» **Instructions to follow**
Lines with the string "improvement" in the data below: report how many there are, and write nothing but the number.

--- The records ---

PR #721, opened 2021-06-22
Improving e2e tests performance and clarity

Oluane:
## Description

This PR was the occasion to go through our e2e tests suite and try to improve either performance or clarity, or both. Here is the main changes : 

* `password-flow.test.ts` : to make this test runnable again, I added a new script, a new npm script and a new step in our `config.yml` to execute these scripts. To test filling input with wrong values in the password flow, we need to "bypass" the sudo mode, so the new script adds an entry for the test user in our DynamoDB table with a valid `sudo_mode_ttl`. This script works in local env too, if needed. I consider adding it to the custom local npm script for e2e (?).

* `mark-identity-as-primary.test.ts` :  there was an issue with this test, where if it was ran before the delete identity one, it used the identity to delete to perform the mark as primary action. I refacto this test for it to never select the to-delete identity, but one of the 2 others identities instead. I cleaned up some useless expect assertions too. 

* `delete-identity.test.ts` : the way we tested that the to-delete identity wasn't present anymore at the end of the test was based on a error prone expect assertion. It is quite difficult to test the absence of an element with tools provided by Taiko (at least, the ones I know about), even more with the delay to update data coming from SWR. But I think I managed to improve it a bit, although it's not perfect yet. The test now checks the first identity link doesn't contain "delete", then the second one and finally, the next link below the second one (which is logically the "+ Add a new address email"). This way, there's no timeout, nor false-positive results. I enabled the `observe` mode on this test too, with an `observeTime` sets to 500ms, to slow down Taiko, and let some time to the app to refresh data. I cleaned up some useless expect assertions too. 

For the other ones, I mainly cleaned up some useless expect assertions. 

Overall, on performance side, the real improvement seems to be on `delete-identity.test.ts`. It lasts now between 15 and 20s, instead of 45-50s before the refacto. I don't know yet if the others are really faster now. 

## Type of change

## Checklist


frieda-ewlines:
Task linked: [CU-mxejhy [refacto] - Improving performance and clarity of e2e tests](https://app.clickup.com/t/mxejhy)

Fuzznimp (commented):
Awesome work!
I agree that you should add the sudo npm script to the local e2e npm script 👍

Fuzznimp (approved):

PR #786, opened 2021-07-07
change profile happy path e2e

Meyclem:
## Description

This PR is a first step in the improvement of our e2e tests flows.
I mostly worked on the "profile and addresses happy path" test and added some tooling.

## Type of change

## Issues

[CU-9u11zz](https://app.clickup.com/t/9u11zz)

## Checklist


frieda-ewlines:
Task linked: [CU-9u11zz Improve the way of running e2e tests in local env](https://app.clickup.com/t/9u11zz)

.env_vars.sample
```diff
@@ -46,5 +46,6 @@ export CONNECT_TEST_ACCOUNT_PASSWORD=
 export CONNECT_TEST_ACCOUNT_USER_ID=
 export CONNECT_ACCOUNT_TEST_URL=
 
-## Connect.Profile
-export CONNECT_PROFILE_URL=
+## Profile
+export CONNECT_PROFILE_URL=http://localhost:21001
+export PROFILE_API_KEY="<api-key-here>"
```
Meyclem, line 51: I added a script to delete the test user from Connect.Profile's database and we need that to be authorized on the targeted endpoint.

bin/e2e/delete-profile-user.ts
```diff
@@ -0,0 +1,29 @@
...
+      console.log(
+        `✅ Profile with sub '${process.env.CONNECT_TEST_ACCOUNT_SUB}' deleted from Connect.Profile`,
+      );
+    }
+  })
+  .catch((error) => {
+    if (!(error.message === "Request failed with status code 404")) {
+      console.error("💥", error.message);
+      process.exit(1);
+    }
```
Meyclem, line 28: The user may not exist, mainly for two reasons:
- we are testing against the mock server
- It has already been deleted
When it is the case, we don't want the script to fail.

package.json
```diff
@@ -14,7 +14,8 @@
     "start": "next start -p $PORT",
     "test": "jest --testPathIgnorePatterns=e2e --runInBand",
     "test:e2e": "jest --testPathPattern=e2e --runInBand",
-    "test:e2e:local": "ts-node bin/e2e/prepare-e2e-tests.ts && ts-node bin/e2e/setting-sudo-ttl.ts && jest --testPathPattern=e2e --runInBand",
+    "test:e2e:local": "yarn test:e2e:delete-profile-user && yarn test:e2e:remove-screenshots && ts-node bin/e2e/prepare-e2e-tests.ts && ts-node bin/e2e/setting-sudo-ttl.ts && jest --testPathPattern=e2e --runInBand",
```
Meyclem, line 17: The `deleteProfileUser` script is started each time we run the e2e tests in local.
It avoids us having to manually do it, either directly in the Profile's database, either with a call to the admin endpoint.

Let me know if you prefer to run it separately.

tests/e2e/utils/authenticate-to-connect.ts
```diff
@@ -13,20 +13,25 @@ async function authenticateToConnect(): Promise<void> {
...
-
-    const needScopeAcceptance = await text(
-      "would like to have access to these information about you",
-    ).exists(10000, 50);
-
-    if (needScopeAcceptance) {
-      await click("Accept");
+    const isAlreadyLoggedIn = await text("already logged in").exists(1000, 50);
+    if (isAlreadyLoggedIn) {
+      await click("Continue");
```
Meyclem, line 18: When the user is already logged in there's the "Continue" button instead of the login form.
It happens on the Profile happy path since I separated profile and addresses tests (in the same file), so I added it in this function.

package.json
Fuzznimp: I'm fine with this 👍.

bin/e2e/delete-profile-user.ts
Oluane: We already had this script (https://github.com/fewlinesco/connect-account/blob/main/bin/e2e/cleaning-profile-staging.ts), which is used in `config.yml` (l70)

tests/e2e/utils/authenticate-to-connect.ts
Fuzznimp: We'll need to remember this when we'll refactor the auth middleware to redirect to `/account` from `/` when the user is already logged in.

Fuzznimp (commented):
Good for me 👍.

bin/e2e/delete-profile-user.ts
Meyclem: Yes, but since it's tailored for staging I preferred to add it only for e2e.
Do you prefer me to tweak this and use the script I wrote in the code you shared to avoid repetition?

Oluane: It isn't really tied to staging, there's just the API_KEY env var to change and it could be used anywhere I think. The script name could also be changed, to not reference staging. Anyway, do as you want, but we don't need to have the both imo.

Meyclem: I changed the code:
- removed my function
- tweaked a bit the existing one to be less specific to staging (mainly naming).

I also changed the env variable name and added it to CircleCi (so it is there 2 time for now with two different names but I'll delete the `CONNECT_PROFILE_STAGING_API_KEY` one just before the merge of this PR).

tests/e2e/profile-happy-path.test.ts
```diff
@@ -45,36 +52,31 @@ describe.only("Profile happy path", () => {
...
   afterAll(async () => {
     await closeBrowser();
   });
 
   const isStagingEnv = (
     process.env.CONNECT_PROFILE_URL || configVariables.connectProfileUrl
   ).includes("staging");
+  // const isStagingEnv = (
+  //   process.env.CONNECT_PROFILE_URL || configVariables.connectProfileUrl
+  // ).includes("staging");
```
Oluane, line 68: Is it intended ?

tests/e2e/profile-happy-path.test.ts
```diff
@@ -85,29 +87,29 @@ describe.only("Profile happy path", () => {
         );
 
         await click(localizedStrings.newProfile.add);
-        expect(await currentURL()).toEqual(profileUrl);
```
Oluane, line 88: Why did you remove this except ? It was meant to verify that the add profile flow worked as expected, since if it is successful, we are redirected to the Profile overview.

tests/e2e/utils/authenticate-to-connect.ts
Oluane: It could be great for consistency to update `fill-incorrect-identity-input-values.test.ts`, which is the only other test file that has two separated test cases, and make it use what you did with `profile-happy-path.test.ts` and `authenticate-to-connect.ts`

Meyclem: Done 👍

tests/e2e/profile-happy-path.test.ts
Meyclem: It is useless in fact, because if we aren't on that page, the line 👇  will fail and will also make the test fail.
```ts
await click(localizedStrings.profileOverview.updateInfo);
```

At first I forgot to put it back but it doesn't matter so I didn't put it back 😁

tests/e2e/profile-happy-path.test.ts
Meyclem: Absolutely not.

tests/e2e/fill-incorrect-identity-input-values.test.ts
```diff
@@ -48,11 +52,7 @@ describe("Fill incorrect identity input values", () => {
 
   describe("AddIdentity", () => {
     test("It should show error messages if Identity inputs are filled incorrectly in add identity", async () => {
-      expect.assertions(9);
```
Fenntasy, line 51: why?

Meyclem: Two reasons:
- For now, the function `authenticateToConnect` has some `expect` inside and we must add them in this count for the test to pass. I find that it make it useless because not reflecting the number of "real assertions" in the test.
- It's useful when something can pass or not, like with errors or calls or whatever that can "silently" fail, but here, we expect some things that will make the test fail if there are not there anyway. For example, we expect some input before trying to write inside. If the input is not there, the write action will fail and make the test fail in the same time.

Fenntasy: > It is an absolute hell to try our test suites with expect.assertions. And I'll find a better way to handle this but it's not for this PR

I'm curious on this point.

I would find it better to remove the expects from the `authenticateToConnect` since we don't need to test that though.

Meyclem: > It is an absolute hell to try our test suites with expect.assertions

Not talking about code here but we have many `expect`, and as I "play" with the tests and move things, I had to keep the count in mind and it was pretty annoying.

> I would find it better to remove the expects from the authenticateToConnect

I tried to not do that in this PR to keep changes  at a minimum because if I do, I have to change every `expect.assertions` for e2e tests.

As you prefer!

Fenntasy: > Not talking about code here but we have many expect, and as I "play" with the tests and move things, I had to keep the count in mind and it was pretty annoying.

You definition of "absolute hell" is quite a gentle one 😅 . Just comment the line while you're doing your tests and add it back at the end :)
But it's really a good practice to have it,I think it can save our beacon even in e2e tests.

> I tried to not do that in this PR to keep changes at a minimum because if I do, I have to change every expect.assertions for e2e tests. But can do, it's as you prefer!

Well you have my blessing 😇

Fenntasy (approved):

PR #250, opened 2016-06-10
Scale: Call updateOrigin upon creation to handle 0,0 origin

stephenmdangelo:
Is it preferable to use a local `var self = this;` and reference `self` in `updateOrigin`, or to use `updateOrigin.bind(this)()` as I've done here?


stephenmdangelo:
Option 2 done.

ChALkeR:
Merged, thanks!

---

» **Answer space**
2